Talk:Random sentence from book: Difference between revisions

Line 7:

:In this task words that are more likely to follow words, should be more likely to occur next, These weights need accumulating and applying in this task whereas that task does not require it.

: --[[User:Paddy3118|Paddy3118]] ([[User talk:Paddy3118|talk]]) 10:56, 15 February 2021 (UTC)

==Some stats==

I was thinking of extending the Python example to weight words following two, three, ... other words but after a while, I thought you would constrain things so that you only generated sentences that are actually in the book! <br>

I decided instead to find out how many of the generated random sentences exist in the book for the current Python code by appending this snippet:

<lang python>#%% Sentence counts

def gen_simple_sentence(word2next=word2next, word2next2=word2next2) -> str:

"No tidying up of generated word sequence of sentence"

s = ['.']

s += random.choices(*zip(*word2next[s[-1]].items()))

while True:

s += random.choices(*zip(*word2next2[(s[-2], s[-1])].items()))

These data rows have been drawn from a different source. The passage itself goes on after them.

PR #201, opened 2022-08-10
fix(dashboard): Fix bug with undo move/resize

sydopy:
## Overview
In a prior PR, I removed the 'widgetId' fields from the move and resize actions. This became a significant problem when trying to undo/redo these actions. The undo/redo would succeed when the widget was still selected, however it would fail if they were not selected. I added back the widgetId field so they can be undoable even when not selected.

## Tests

## Legal

### DIFF
--- a/packages/dashboard/src/dashboard-actions/redo.spec.ts
+++ b/packages/dashboard/src/dashboard-actions/redo.spec.ts
@@ -16,6 +16,7 @@ import { reverseMove } from './reverse-actions/reverseMove';
 import { resize } from './resize';
 import { createWidget } from './createWidget';
 import { deleteWidgets } from './delete';
+import { dashboardReducer } from './dashboardReducer';
 
 const state: DashboardState = {
   dashboardConfiguration: {
@@ -31,6 +32,7 @@ const state: DashboardState = {
   undoQueue: [],
   redoQueue: [],
   intermediateDashboardConfiguration: undefined,
+  previousPosition: undefined,
 };
 
 describe('MOVE', () => {
@@ -38,6 +40,7 @@ describe('MOVE', () => {
     position: { x: 10, y: 10 },
     prevPosition: { x: 20, y: 20 },
     isActionComplete: true,
+    widgetIds: [MOCK_KPI_WIDGET.id],
   });
 
   it('returns no change when provided empty dashboard', () => {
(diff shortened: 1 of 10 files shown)


diehbria:
is there a missing test that should be present that would have failed due to this bug?

packages/dashboard/src/dashboard-actions/redo.spec.ts
```diff
@@ -228,3 +231,56 @@ describe('UPDATE', () => {
...
+  it('redoes a resize action and create action', () => {
+    let redoState = dashboardReducer(
+      { ...state },
+      onResizeAction({
+        isActionComplete: true,
+        anchor: 'bottom-right',
+        changeInPosition: { x: 20, y: 20 },
+      })
+    );
+    redoState = dashboardReducer({ ...redoState }, onCreateAction({ widgets: [MOCK_LINE_CHART_WIDGET] }));
```
diehbria, line 271: rather than altering the reference, just make a new reference - variables are cheap! avoid mutations

packages/dashboard/src/dashboard-actions/redo.spec.ts
```diff
@@ -228,3 +231,56 @@ describe('UPDATE', () => {
...
+        dashboardState: redo({
+          dashboardState: { ...state },
+          dashboardAction: onCreateAction({ widgets: [MOCK_LINE_CHART_WIDGET] }),
+        }),
+      }).dashboardConfiguration.widgets
+    ).toEqual(
+      dashboardReducer({ ...redoState }, onCreateAction({ widgets: [MOCK_LINE_CHART_WIDGET] })).dashboardConfiguration
+        .widgets
+    );
+  });
```
diehbria, line 261: line breaks

packages/dashboard/src/dashboard-actions/reverse-actions/reverseMove.ts
```diff
@@ -1,13 +1,14 @@
 import { MoveAction } from '../../dashboard-actions/actions';
 
 export const reverseMove = (moveAction: MoveAction): MoveAction => {
-  if (typeof moveAction.payload.prevPosition != 'undefined') {
+  if (typeof moveAction.payload.prevPosition != 'undefined' && typeof moveAction.payload.widgetIds != 'undefined') {
```
diehbria, line 4: why not just say `moveAction.payload.prevPosition != null` instead of `typeof`? more idiomatic way or doing this

diehbria (changes requested):

packages/dashboard/src/dashboard-actions/reverse-actions/reverseMove.ts
sydopy: i tried that and i got an error of sorts, but now it's fixed

diehbria (approved):

PR #202, opened 2022-08-11
chore(dashboard): rename dashboard components and lift store up one level

mpopv:
_This PR has been revised to rename components and move functionality from testing-ground to the renamed iot-dashboard. Edits from the revision are italic or strikethrough below._

The store needs to be accessible by iot-annotations and other children of ~~testing-ground~~ _the new iot-dashboard_, so we need to lift it up from iot-dashboard into ~~testing-ground~~ _the new iot-dashboard_.

Dashboard widget add/delete/move/copy/paste and undo/redo all work as expected.

~~Some changes were required in the iot-dashboard integration tests; namely, we need to switch to using testing-ground and slightly modify the test results to account for the extra areas around iot-dashboard that are in testing-ground. If this requires modifications I would prefer to add them in a follow-up PR so that we can unblock work relying on this change.~~

I haven't looked too deeply into patterns to consume Redux state in Stencil, but my guess is that prop drilling will get annoying fast. Here we only need to drill 1 level, so I'd like to punt on going deep into the Redux weeds on this, but I'd imagine something like a Provider or [mapStateToProps](https://eliteionic.com/tutorials/state-management-with-redux-in-ionic-stenciljs-loading-data/#consuming-state-in-your-components) will be necessary soon.

## Overview
1. Renames iot-dashboard to iot-dashboard-grid, then adds a new iot-dashboard component with much of the contents of testing-ground.
2. Moves store up from iot-dashboard-grid to iot-dashboard so it can be accessed by other children of iot-dashboard.

## Next steps
1. Update time point annotations PR to hook into the now accessible store, and merge.
2. Simplify how we are using Redux (see my double comment below).
3. Move handle trim widget position into the reducer (see Brian's comment below). 

## Legal


diehbria (changes requested):
I think we should go ahead and take what you have in `testing-ground` and call it `iot-dashboard`, take the current `iot-dashboard` and call it `iot-dashboard-grid`, and take the durrect `iot-dashboard-internal` and call it `iot-dashboard-grid-internal`

packages/dashboard/src/testing/testing-ground/testing-ground.tsx
```diff
@@ -9,6 +17,42 @@ import { dashboardConfig } from '../mocks';
...
+    redoQueue: [],
+    previousPosition: undefined,
+  };
+
+  /**
+   * Callback that is fired every time the dashboard configuration has been altered.
+   *
+   * When a widget is moved, resized, deleted, appended, or altered, then this method is called
+   */
+  onDashboardConfigurationChange = (config: DashboardConfiguration) => {
```
diehbria, line 40: with this 'new iteration' of testing ground, we should instead take a property `onDashboardConfigurationChange` and simply pass down to the child component that expects it

packages/dashboard/src/testing/testing-ground/testing-ground.tsx
```diff
@@ -9,6 +17,42 @@ import { dashboardConfig } from '../mocks';
...
+  };
+
+  store: DashboardStore;
+
+  componentWillLoad() {
+    this.state.dashboardConfiguration = this.dashboardConfiguration;
+    this.store = createStore(dashboardReducer, this.state);
+    this.store.subscribe(() => {
+      this.state = this.store.getState();
+      this.state.dashboardConfiguration.widgets = this.state.dashboardConfiguration.widgets.map(trimWidgetPosition);
```
diehbria, line 51: unrelated to this your commit, but we should handle the trim widget position instead within the reducer (i don't expect you to fix this in this PR, more of a general note on the codebase)

packages/dashboard/src/testing/testing-ground/testing-ground.tsx
mpopv: I'm a little confused by this request. Can you expand on this a bit? What exactly would this accomplish, and how does this replace internal parts of iot-dashboard-grid / iot-dashboard-grid-internal / iot-annotations dispatching to the store?

Right now (despite the descriptive comment above the method, which is not accurate) this is only being called on initial load of the component, and updates are made by this.store.dispatch() calls. I have not changed anything about this, merely moved it up one component level.

mpopv: I'm not sure what you're asking here exactly.

onDashboardConfigurationChange is a function that we only call inside store.subscribe that merely copies the updated Redux state's dashboardConfiguration into this Stencil component's local dashboardConfiguration state. We only want to call it within store.subscribe, assuming we always want the dashboardConfiguration we are passing to the UI to reflect what it is in Redux.

Are you saying child components of testing-ground should each be doing store.subscribe independently, rather than testing-ground being subscribed to Redux and passing state down? In that case, each child should have its own version of onDashboardConfigurationChange that updates its own internal copy of the Redux state; it doesn't make sense to have them both update their parent's copy of the Redux state when the Redux state changes - we'd be updating it twice on each change.

packages/dashboard/src/testing/testing-ground/testing-ground.tsx
mpopv: Agreed, it's odd to have it here.

mpopv:
> I think we should go ahead and take what you have in `testing-ground` and call it `iot-dashboard`, take the current `iot-dashboard` and call it `iot-dashboard-grid`, and take the durrect `iot-dashboard-internal` and call it `iot-dashboard-grid-internal`

I strongly agree with this, but after trying to do this on this branch, I think it should be a follow-up task. It's a very large change that touches many things and would make the specific, minimally unblocking change I am trying to accomplish here (allowing components outside iot-dashboard to access the Redux store) very difficult to review due to the sheer size of the diff.

Would that be alright?

packages/dashboard/src/testing/testing-ground/testing-ground.tsx
mpopv: In general, what's happening with state in iot-dashboard currently needs a rethink. We are storing dashboardConfiguration in two different places (the dashboardConfiguration prop and state.dashboardConfiguration), and we are overwriting the dashboardConfiguration prop (!) with the Redux state's dashboardConfiguration when Redux updates.

This is one reason I really don't think we should get too deep into the weeds on trying to fix state on this branch, beyond minimally moving up what needs to move up -- it needs a larger rethink.

diehbria:
failing tests, will hold off on reviewing until tests pass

if s[-1] in sentence_ending:

break

return ' '.join(s[1:])

if 1:

N = 1_000

words = ['.'] + txt_with_pauses_and_endings.strip().split()

sent_count = sum(words.count(punct) for punct in sentence_ending) - 1

pause_count = sum(words.count(punct) for punct in sentence_pausing)

avg_words_in_sent = (len(words) - 1 - pause_count

- words.count('re') - words.count('s')) / sent_count

print(f'\nSentences in the book have ~{avg_words_in_sent:.1f}, words')

book = ' '.join(words) # Now sanitised

copies = sum(gen_simple_sentence() in book for _ in range(N))

print(f"Generating {N:_} random sentences produced {copies:_}"

" that are actually in the book")</lang>

;The average sentence length is approx. 19 words and around 15% of the generated sentences actually occur in the book.